When good ladybugs go bad
Trade shows keep our marketing department busy in September and October. (Which explains the light posting recently.) This year's shows had us pitching our insect traps to retailers in Las Vegas, Reno, Napa, Baltimore and Philadelphia.
It was at a fall trade show several years ago that some True Value dealers started asking me about a small orange beetle that showed up in their homes in large numbers during the fall months. We sell a Japanese Beetle Trap, and the dealers thought that perhaps that product would solve their problems with this home-invading insect of Asian origin. Desperation was evident on their faces as they described the noxious odor and yellowish fluid the beetles emitted. Most reported trying to vacuum up the beetles from the walls and ceilings where they congregated, but this tactic seemed to only make the problem worse.
Turns out that this insect pest is actually a ladybug... a sweet, innocent ladybug -- the most recognizable of all the beneficial insects. How did the good ladybug go bad and become a pest?
Actually, this bug is still technically a good bug, even though it's a nuisance to people when indoors. This particular species of ladybug is named Harmonia axyridis -- or, more commonly, the Asian lady beetle. Like others of its kind (ladybugs, that is), H. axyridis is valuable to gardeners and farmers because it eats aphids by the hundreds.
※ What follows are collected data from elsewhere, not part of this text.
PR #576, opened 2025-03-17
Allow for manual mounting of secrets

wouterdebruijn:
This PR adds a new value `customSecretMount` which is false by default. If `customSecretMount: true` is set, volumeMounts and volumes regarding secrets are excluded from the generated templates. Leaving it up to the user to define extraVolumes and extraVolumeMounts to define secrets.

# Use case
This feature is needed when the chart user defines custom volumes for secrets (ex. when using [Secrets Store CSI Driver](https://secrets-store-csi-driver.sigs.k8s.io/)) instead of relying on kubernetes secrets or environment variables.

# Additions
The definition of volumes and volumeMounts regarding `/run/secrets/` have been moved into a `{{- if (eq .Values.customSecretMount false) }}` block.

# Notes
`customSecretMount` could also be changed to a variable name like `usePasswordFiles` similar to the [postgresql chart implementation](https://github.com/bitnami/charts/blob/main/bitnami/postgresql/values.yaml#L178)

It could be beneficial to split up the `customSecretMount` option for the main process, worker and housekeeper, similar to the separated definitions of `extraVolumes` and `extraVolumeMounts`.

### DIFF
--- a/charts/netbox/Chart.yaml
+++ b/charts/netbox/Chart.yaml
@@ -1,6 +1,6 @@
 apiVersion: v2
 name: netbox
-version: 5.0.55
+version: 5.0.56
 # renovate: image=ghcr.io/netbox-community/netbox
 appVersion: "v4.2.6"
 type: application
--- a/charts/netbox/files/configuration.py
+++ b/charts/netbox/files/configuration.py
@@ -57,11 +57,13 @@ REDIS = {}
 
 _load_yaml()
 
-DATABASE["PASSWORD"] = _read_secret("netbox", "db_password")
-EMAIL["PASSWORD"] = _read_secret("netbox", "email_password")
-REDIS["tasks"]["PASSWORD"] = _read_secret("netbox", "redis_tasks_password")
-REDIS["caching"]["PASSWORD"] = _read_secret("netbox", "redis_cache_password")
-SECRET_KEY = _read_secret("netbox", "secret_key")
+provided_secret_name = os.getenv("SECRET_NAME", "netbox")
+
+DATABASE["PASSWORD"] = _read_secret(provided_secret_name, "db_password")
+EMAIL["PASSWORD"] = _read_secret(provided_secret_name, "email_password")
+REDIS["tasks"]["PASSWORD"] = _read_secret(provided_secret_name, "redis_tasks_password")
+REDIS["caching"]["PASSWORD"] = _read_secret(provided_secret_name, "redis_cache_password")
+SECRET_KEY = _read_secret(provided_secret_name, "secret_key")
 
 # Post-process certain values
 CORS_ORIGIN_REGEX_WHITELIST = [re.compile(r) for r in CORS_ORIGIN_REGEX_WHITELIST]


charts/netbox/templates/cronjob.yaml
```diff
@@ -85,9 +85,11 @@ spec:
             - name: config
               mountPath: /run/config/netbox
               readOnly: true
+            {{- if (eq .Values.customSecretMount false) }}
```
LeoColomb, line 88:
```suggestion
            {{- if not .Values.customSecretMount }}
```

Should be sufficient

charts/netbox/templates/cronjob.yaml
```diff
@@ -122,6 +124,7 @@ spec:
           - name: config
             configMap:
               name: {{ include "common.names.fullname" . }}
+          {{- if (eq .Values.customSecretMount false) }}
```
LeoColomb, line 127: I don't think this is necessary.

```suggestion
```

charts/netbox/values.yaml
```diff
@@ -470,6 +470,11 @@ secretKey: ""
 # - secret_key: session encryption token (50+ random characters)
 existingSecret: ""
 
+
+## Enable to allow for manual mounting of /run/secrets (e.g. using Secrets Store CSI Driver)
+# Disables all automatic mounting of secrets to /run/secrets
```
LeoColomb, line 475:
```suggestion
## Enable to allow for manual mounting of /run/secrets (e.g. using Secrets Store CSI Driver)
## Disables all automatic mounting of secrets to /run/secrets
```

Let's embrace recommended formatting 😊

LeoColomb (changes requested):
Thanks for submitting this pull request, @wouterdebruijn.
I'm honestly not entirely sure if the proposed change is reasonable for this chart. It feels a bit overkill for quite edge cases, but I might be wrong.
I also don't understand the comparison with Bitnami PostgreSQL chart `usePasswordFiles`, which is only used as a way to switch between files and environment variables for the credentials. 

Is there anything blocking presently to mount the secrets using another provider (CSI for instance), and consuming them with a tiny configuration file?

wouterdebruijn:
> Is there anything blocking presently to mount the secrets using another provider (CSI for instance), and consuming them with a tiny configuration file?

Currently the chart requires the various Kubernetes secrets to be mounted to the pod. For instance, when supplying credentials directly by adding the following mounts:

```yaml
extraVolumes:
  - name: secrets-store-inline
    csi:
      driver: secrets-store.csi.k8s.io
      readOnly: true
      volumeAttributes:
        secretProviderClass: "netbox-secrets-provider"

extraVolumeMounts:
  - name: secrets-store-inline
    mountPath: "/run/secrets/netbox"
    readOnly: true
```

The chart can't deploy because the kubernetes secrets will be missing, while they are still required because of the volume and volumeMounts created by the chart.

wouterdebruijn:
> I also don't understand the comparison with Bitnami PostgreSQL chart `usePasswordFiles`, which is only used as a way to switch between files and environment variables for the credentials.

This is the functionality that I would like to add to this Netbox chart. Instead of reading secrets from Kubernetes secrets, I want to mount secrets onto the filesystem without the requirement of a Kubernetes secret. 

The Netbox chart is already reading secrets from the filesystem, but the current implementation requires Kubernetes secrets to be mounted by the chart. In the Bitnami PostgreSQL chart, the Kubernetes secret is only mounted when `usePasswordFiles: false`. (They also create a `POSTGRES_PASSWORD_FILE` env, but that is beside the point)

```yaml
{{- if .Values.auth.usePasswordFiles }}
- name: POSTGRES_PASSWORD_FILE
  value: {{ printf "/opt/bitnami/postgresql/secrets/%s" (include "postgresql.v1.adminPasswordKey" .) }}
{{- else }}
- name: POSTGRES_PASSWORD
  valueFrom:
    secretKeyRef:
      name: {{ include "postgresql.v1.secretName" . }}
      key: {{ include "postgresql.v1.adminPasswordKey" . }}
{{- end }}
```

charts/netbox/templates/cronjob.yaml
wouterdebruijn: That is better, adjusted in [a8fe223](https://github.com/netbox-community/netbox-chart/pull/576/commits/a8fe22364c71915e2a49d28cff20faa58631a1cc)

charts/netbox/templates/cronjob.yaml
wouterdebruijn: If the user mounts secrets directly onto the pods, these Kubernetes secrets won't exist. Making it necessary to have the option of disabling the creation of the volumes and volumeMounts mentioning these non-existent secrets.

charts/netbox/values.yaml
wouterdebruijn: Implemented in [cdac429](https://github.com/netbox-community/netbox-chart/pull/576/commits/cdac42923b7b559036131bc732f4e8b12d471edb).

maxabaumgarten:
We are running into this exact issue and this would help a ton

LeoColomb:
> They also create a `POSTGRES_PASSWORD_FILE` env, but that is beside the point

It's not beside the point, and that why I don't undertand the comparaison.
Indeed, even if `usePasswordFiles` is true, the chart still mount the values from Kubernetes Secret resource: 
* https://github.com/bitnami/charts/blob/12ba544f66f96aaf966851129f1da684dd19363a/bitnami/postgresql/templates/read/statefulset.yaml#L399-L402
* https://github.com/bitnami/charts/blob/12ba544f66f96aaf966851129f1da684dd19363a/bitnami/postgresql/templates/read/statefulset.yaml#L518-L522

```yaml
          volumeMounts:
            ...
            {{- if .Values.auth.usePasswordFiles }}
            - name: postgresql-password
              mountPath: /opt/bitnami/postgresql/secrets/
            {{- end }}
      ...
      volumes:
        {{- if .Values.auth.usePasswordFiles }}
        - name: postgresql-password
          secret:
            secretName: {{ include "postgresql.v1.secretName" . }}
        {{- end }}
```

Just to be extra clear: I understand the use case, and it seem to be a good idea to be complaint with CSI drivers, but it's be better if done the correct way.
I'm not sure the workaround presented from the Bitnami chart is the best _for this goal_.

> For instance, when supplying credentials directly by adding the following mounts:

That looks to be a good starting point.
But indeed you're using the same mounting points of the Kubernetes Secret mount, which get overriden.
What about use another mounting point (let say `/run/secrets/csi/netbox`)?
Of course this will require a change in the following NetBox configuration:
https://github.com/netbox-community/netbox-chart/blob/c1e0e88f851738e1963ccc4de78efba41a896295/charts/netbox/files/configuration.py#L60

But would be that a better starting point?

wouterdebruijn:
Oops, you are absolutely correct, sorry.

Apparently, you can have two mountPaths only differing by a trailing slash.

On my current deployment, I had the following mounts on my postgresql chart, not ideal...
```
- mountPath: /opt/bitnami/postgresql/secrets/
  name: postgresql-password
- mountPath: /opt/bitnami/postgresql/secrets
  name: secrets-store-inline
  readOnly: true
```

You might be correct that this is a bit of an edge cases, as the postgresql and redis charts also don't really provide this functionality, (Setting the `POSTGRES_PASSWORD_FILE` to a custom mount path could work there, but that doesn't disable any mounting of secrets, as you mentioned.)

LeoColomb:
Ok, I'm happy to see we read the same on this @wouterdebruijn.
Then, if instead we implement an environment variable to specify a different secret-reading location, wouldn't be sufficient? 
Concretely, it would then be the following procedure:
1. You keep the secret definition as [in here](https://github.com/netbox-community/netbox-chart/pull/576#issuecomment-2732137874), with `extraVolumeMounts` and `extraVolume`.
2. Turn on one environment variable (which still has to be implemented).
3. The [NetBox configuration](https://github.com/netbox-community/netbox-chart/blob/c1e0e88f851738e1963ccc4de78efba41a896295/charts/netbox/files/configuration.py#L39-L50) reacts to the env variable to read from another location.

What do think about this?

wouterdebruijn:
I think this is a good idea, being able to set a different value for the first parameter of the `_read_secret` function, which is always specified as `netbox` currently. This would limit the path to within `/run/secrets/`, but that should be fine. 

The only issue I see with this is that the default kubernetes secrets created by the chart are still mounted, which can be confusing. But that will be up to the chart user to remember that they mounted custom secrets, which should be fine.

It also devours other soft bodied insects that are pests of ornamental plants, vegetables and fruit trees.
As for appearance, the United States Department of Agriculture says that compared to other lady beetles, "H. axyridis has a wider range of colors and spot numbers... Wings range from black to mustard; spots number zero to many. The most common United States form is mustard to red with 16 or more black spots. But the species is easy to identify from its big false 'eyes' -- twin white football-shaped markings behind the head."
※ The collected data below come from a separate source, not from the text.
PR #591, opened 2025-03-22
add missing resources for Operator Cluster Role

nolte:
Hi,

I think currently 2 Resources are missing at the Operator Cluster Role. 

Without extra Permissions for `ipranges.netbox.dev` and `iprangeclaims.netbox.dev` it was not possible to start the Operator deployment.

### DIFF
--- a/charts/netbox-operator/templates/clusterrole.yaml
+++ b/charts/netbox-operator/templates/clusterrole.yaml
@@ -69,6 +69,31 @@ rules:
   - apiGroups:
       - netbox.dev
     resources:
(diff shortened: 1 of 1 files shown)


LeoColomb (approved):
Thanks for submitting this pull request, @nolte.
Good catch!
I've aligned the role definition with [the upstream one](https://github.com/netbox-community/netbox-operator/blob/ab9d8e084b98511b8bb08c193b57ab1684830665/config/rbac/role.yaml) to ensure its coherence.

PR #596, opened 2025-03-25
enable google login

koa:
In order to use google login there are 2 additional configuration entries needed


LeoColomb:
Thanks for submitting this pull request, @koa.
That being said, please use `extraConfig` value for this kind of additional setup.

PR #598, opened 2025-03-25
Custom apiVersion for serviceMonitor

Woap:
Some cloud providers implement ServiceMonitor using their own CRDs, which differ from the default "monitoring.coreos.com/v1". 

E.g., Azure Monitor uses "azmonitoring.coreos.com/v1" for ServiceMonitor resources.

https://learn.microsoft.com/en-us/azure/azure-monitor/containers/prometheus-metrics-scrape-configuration?tabs=CRDConfig%2CCRDScrapeConfig%2CConfigFileScrapeConfigBasicAuth%2CConfigFileScrapeConfigTLSAuth

This PR introduces a variable to override the default apiVersion when generating ServiceMonitor object. We keep "monitoring.coreos.com/v1" as default


LeoColomb:
Thanks for submitting this pull request, @Woap.
Unfortunately, we can't accept your change because, even it currently works, we can't guarantee the spec would be compatible in the future with other CRDs or different versions, and it could lead into several support cases.
As workarounds, you could use the `extraDeploy` feature or `helm template` and kustomize to deploy the Azure Service Monitor.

The USDA reports that when the Asian lady beetle first came on the scene, it was accidental. The bug was originally a stowaway that first became established from ancestors that entered by ships coming from Asia to the ports of New Orleans and Seattle. In the 1970s and 1980s, USDA entomologists released large numbers of Asian lady beetles in the South, East and Northwest to research their effect on crops -- one of which was pecans. According to one of the scientists involved in the study, the beetle "nearly eliminated pecan aphids" where it was present.
Okay, so it eats aphids and other insect pests, and that's all good. But its presence near homes has been a mixed blessing. According to a researcher at Colorado State University, the Asian lady beetle has now acquired a bad reputation stemming from its autumn habit of invading houses and buildings in search of overwintering sites.
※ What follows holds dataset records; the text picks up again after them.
PR #697, opened 2025-05-19
Add timezone parameter for housekeeping cronjob

toggetit:
Add timezone parameter for housekeeping cronjob
By default cronjob run in UTC timezone and it's little be confusing sometimes and can be customized
According [this](https://kubernetes.io/docs/concepts/workloads/controllers/cron-jobs/#time-zones) reference manual we can set timezone param since kubernetes 1.27 version

### DIFF
--- a/charts/netbox/Chart.yaml
+++ b/charts/netbox/Chart.yaml
@@ -1,6 +1,6 @@
 apiVersion: v2
 name: netbox
-version: 6.0.17
+version: 6.0.18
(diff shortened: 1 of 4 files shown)


LeoColomb (changes requested):
Thanks for submitting this pull request, @toggetit .
That sounds good. 
Small tweaks needed: please make it empty setting per default, then check if not empty as a condition to insert in the spec, thus remove the Kubernetes version check.

LeoColomb (approved):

The CSU article continues: "Their ability to reflex bleed, leaving stains on walls, curtains, etc., distinctive odor, and habit of becoming active on warm days has led to their additional designation as an insect pest."
I definitely can't blame the people who have labeled these ladybugs as pests. Beetle juice, beetle stains, and beetle stink in my house would not give me any warm and fuzzy feelings towards them. Some individuals have even reported that they bite people.
Personally, I'd have to look at Asian lady beetles the way I look at bats. Yes, I understand they are beneficial because they eat bad bugs. And they don't mean any harm to people. But if they invade my house, they are a nuisance and I want them dead.